From 3437ac691a95ccca7fd92dab59fd512c6aa7f682 Mon Sep 17 00:00:00 2001
From: Max Forbes <maxforbes@google.com>
Date: Thu, 7 May 2015 17:41:22 -0700
Subject: [PATCH] Rolling node upgrade

---
 cluster/gce/coreos/helper.sh |  9 ++++-
 cluster/gce/debian/helper.sh |  9 ++++-
 cluster/gce/upgrade.sh       | 65 ++++++++++++++++++++++++++++++++----
 cluster/gce/util.sh          | 15 +++++++--
 4 files changed, 87 insertions(+), 11 deletions(-)

diff --git a/cluster/gce/coreos/helper.sh b/cluster/gce/coreos/helper.sh
index a5c63c5ef2..8bf190b44b 100644
--- a/cluster/gce/coreos/helper.sh
+++ b/cluster/gce/coreos/helper.sh
@@ -129,8 +129,15 @@ function create-master-instance {
 
 # TODO(dawnchen): Check $CONTAINER_RUNTIME to decide which
 # cloud_config yaml file should be passed
+# TODO(mbforbes): Make $1 required.
+# TODO(mbforbes): Document required vars (for this and call chain).
+# $1 version
 function create-node-instance-template {
-   create-node-template "${NODE_INSTANCE_PREFIX}-template" "${scope_flags[*]}" \
+  local suffix=""
+  if [[ -n ${1:-} ]]; then
+    suffix="-${1}"
+  fi
+   create-node-template "${NODE_INSTANCE_PREFIX}-template${suffix}" "${scope_flags[*]}" \
     "kube-env=${KUBE_TEMP}/node-kube-env.yaml" \
     "user-data=${KUBE_ROOT}/cluster/gce/coreos/node.yaml"
 }
diff --git a/cluster/gce/debian/helper.sh b/cluster/gce/debian/helper.sh
index d3a61d2fb3..6ae48475d0 100644
--- a/cluster/gce/debian/helper.sh
+++ b/cluster/gce/debian/helper.sh
@@ -107,8 +107,15 @@ function create-master-instance {
     --disk name="${MASTER_NAME}-pd" device-name=master-pd mode=rw boot=no auto-delete=no
 }
 
+# TODO(mbforbes): Make $1 required.
+# TODO(mbforbes): Document required vars (for this and call chain).
+# $1 version
 function create-node-instance-template {
-  create-node-template "${NODE_INSTANCE_PREFIX}-template" "${scope_flags[*]}" \
+  local suffix=""
+  if [[ -n ${1:-} ]]; then
+    suffix="-${1}"
+  fi
+  create-node-template "${NODE_INSTANCE_PREFIX}-template${suffix}" "${scope_flags[*]}" \
     "startup-script=${KUBE_ROOT}/cluster/gce/configure-vm.sh" \
     "kube-env=${KUBE_TEMP}/node-kube-env.yaml"
 }
diff --git a/cluster/gce/upgrade.sh b/cluster/gce/upgrade.sh
index 5b6fbdbc4e..ad8f464f4d 100755
--- a/cluster/gce/upgrade.sh
+++ b/cluster/gce/upgrade.sh
@@ -66,9 +66,10 @@ function usage() {
 function upgrade-master() {
   echo "== Upgrading master to '${SERVER_BINARY_TAR_URL}'. Do not interrupt, deleting master instance. =="
 
-  detect-master
   get-password
-  set-master-htpasswd
+  get-bearer-token
+
+  detect-master
 
   # Delete the master instance. Note that the master-pd is created
   # with auto-delete=no, so it should not be deleted.
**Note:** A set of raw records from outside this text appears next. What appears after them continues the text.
Issue #237, opened 2023-08-24
dep: upgrade controller runtime


KevFan:
As a pre-req to https://github.com/Kuadrant/kuadrant-operator/issues/203, we should upgrade the controller runtime version
* https://github.com/kubernetes-sigs/controller-runtime/releases

The next minor versions of controller runtime introduces several breaking changes that would need to be addressed from this upgrade.

This should be completed after the upgrade to Go 1.20 https://github.com/Kuadrant/kuadrant-operator/issues/236 is complete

@@ -111,13 +112,58 @@ function prepare-upgrade() {
   fi
 }
 
+# Reads kube-env metadata from master and extracts value from provided key.
+#
+# Assumed vars:
+#   MASTER_NAME
+#   ZONE
+#
+# Args:
+# $1 env key to use
+function get-env-val() {
+  # TODO(mbforbes): Make this more reliable with retries.
+  gcloud compute ssh --zone ${ZONE} ${MASTER_NAME} --command \
+    "curl --fail --silent -H 'Metadata-Flavor: Google' \
+      'http://metadata/computeMetadata/v1/instance/attributes/kube-env'" 2>/dev/null \
+    | grep ${1} | cut -d : -f 2 | cut -d \' -f 2
+}
+
+# $1 veresion
 function upgrade-nodes() {
-  echo "== Upgrading nodes to ${SERVER_BINARY_TAR_URL}. =="
+  local version=${1}
+  local sanitized_version=$(echo ${version} | sed s/"\."/-/g)
+  echo "== Upgrading nodes to ${version}. =="
 
   detect-minion-names
-  get-password
-  set-master-htpasswd
-  kube-update-nodes upgrade
+
+  # TODO(mbforbes): Refactor setting scope flags.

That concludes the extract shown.